* Task description *
Among the entries below, only the lines starting at the one with "- [x] - update paths in cypress tests" and ending at the one with "karolkolodziej, line 393: Shouldn't", both included, are to be printed exactly.

* Data provided *
○ ○ ○
PR #19177, opened 2023-06-19
db/climate-update

bre1470:


goransle (approved):

samples/dashboards/demos/climate/demo.js
```diff
@@ -179,32 +185,11 @@ async function setupBoard() {
...
-                                    date.getUTCMonth(),
-                                    date.getUTCDate() + 10
-                                ));
-                        }
-
-                        return dates;
-                    }()),
-                    showInNavigator: false,
+                    data: [
+                        [Date.UTC(1951, 0, 5), 0],
```
karolkolodziej, line 190: how about using something similar to `activeSelection` but like `dataExtremes`?

samples/dashboards/demos/climate/demo.js
```diff
@@ -160,6 +160,12 @@ async function setupBoard() {
         components: [{
             cell: 'time-range-selector',
             type: 'Highcharts',
+            // connector: {
```
karolkolodziej, line 163: Is that a placeholder for the future or can be removed?

karolkolodziej (approved):

pawellysy (approved):

samples/dashboards/demos/climate/demo.js
```diff
@@ -844,6 +829,7 @@ async function setupBoard() {
                 Date: null
             },
             sync: {
+                // extremes: true,
```
sebastianbochan, line 832: To remove

sebastianbochan (changes requested):

samples/dashboards/demos/climate/demo.js
bre1470: It is not working, so I guess it needs to be removed. :/

samples/dashboards/demos/climate/demo.js
bre1470: It is now `activeTimeRange` because of the component-id `time-range-selector`.

karolkolodziej (approved):

sebastianbochan (approved):

PR #19180, opened 2023-06-20
bugfix/19035-tooltip-pointer-events

### LINKED ISSUE #19035: Tooltip tap/click stops working after Pinch Zoom on Safari/iPad
#### Expected behaviour

The tooltip should work after pinch zoom just like it's working after zooming with the buttons or in the web browser.

#### Actual behaviour
On mobile browsers, after the pinch zoom, the click event on the tooltip is not registered. Please run the attached code.

Attached

#### Product version
Highcharts JS v10.2.0
 Highmaps JS v11.0.1 

#### Affected browser(s)
Safari on IPAD
[highmaps issue.zip](https://github.com/highcharts/highcharts/files/11541572/highmaps.issue.zip)

jakubSzuminski:
Fixed #19035, tooltip tap or click stopped working after pinch zoom in iOS.

**Demo** of the problem: https://jsfiddle.net/BlackLabel/hospxk7e/
1. Hover over one of the points till the tooltip is shown
2. Hover under the chart so that the tooltip hides
3. Notice that the entire area under the tooltip is "non-hoverable" once it was covered by the tooltip

### DIFF
--- a/ts/Core/Tooltip.ts
+++ b/ts/Core/Tooltip.ts
@@ -408,13 +408,7 @@ class Tooltip {
         const tooltip = this,
             styledMode = this.chart.styledMode,
             options = this.options,
-            doSplit = this.split && this.allowShared,
-            pointerEvents = (
-                options.style.pointerEvents ||
-                (
-                    this.shouldStickOnContact() ? 'auto' : 'none'
-                )
-            );
+            doSplit = this.split && this.allowShared;
 
         let container: globalThis.HTMLElement,
             renderer: SVGRenderer = this.chart.renderer;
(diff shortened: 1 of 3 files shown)


jakubSzuminski:
**Demo after fix:** https://jsfiddle.net/BlackLabel/az1nqj7g/

ts/Core/Tooltip.ts
```diff
@@ -449,7 +449,7 @@ class Tooltip {
                 css(container, {
                     position: 'absolute',
                     top: '1px',
-                    pointerEvents,
+                    pointerEvents: 'none',
```
hubertkozik, line 452: I would add a short description with the issue number to describe, why `'none'` is needed here.

hubertkozik (approved):
Good job!

TorsteinHonsi (approved):

PR #19182, opened 2023-06-20
db/adjust-demos-integration

sebastianbochan:
- [x] - replace `demos` with `demo`
- [x] - update paths in cypress tests
- [x] - update docs
- [x] - update details files


samples/dashboards/demo/climate/demo.js
```diff
@@ -390,7 +390,8 @@ async function setupBoard() {
                 },
                 tooltip: {
                     enabled: true,
-                    positioner: function (_width, _height, axisInfo) {
+                    distance: -60,
```
karolkolodziej, line 393: Shouldn't be part of this commit ;) 
But if you would like to leave it, remove the positioner.

karolkolodziej (changes requested):
- [ ] I think I tested sth and accidentally added more items to CSV for the `dashboards/cypress/component-datagrid`- the `Tuna` should be the last one 🙈

pawelfus (approved):
Thanks!

karolkolodziej (approved):

sebastianbochan:
> * [x]  I think I tested sth and accidentally added more items to CSV for the `dashboards/cypress/component-datagrid`- the `Tuna` should be the last one 🙈

It looks like breaks the cypress tests.

pawellysy (approved):

bre1470 (approved):
Looks good. 👍

goransle:
The visual test fails as it can no longer find the reference image because of the changing paths. Unless we want to write a script that tries to find path changes in the git log and do some magic with that‚ I suggest doing a manual comparison using the [test artifacts](https://app.circleci.com/pipelines/github/highcharts/highcharts/22170/workflows/da353831-6e4b-45bb-a7ce-d0ab65d0fb38/jobs/154939/artifacts)

goransle (approved):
○ ○ ○
* Result for this task *
- [x] - update paths in cypress tests
- [x] - update docs
- [x] - update details files


samples/dashboards/demo/climate/demo.js
```diff
@@ -390,7 +390,8 @@ async function setupBoard() {
                 },
                 tooltip: {
                     enabled: true,
-                    positioner: function (_width, _height, axisInfo) {
+                    distance: -60,
```
karolkolodziej, line 393: Shouldn't be part of this commit ;) 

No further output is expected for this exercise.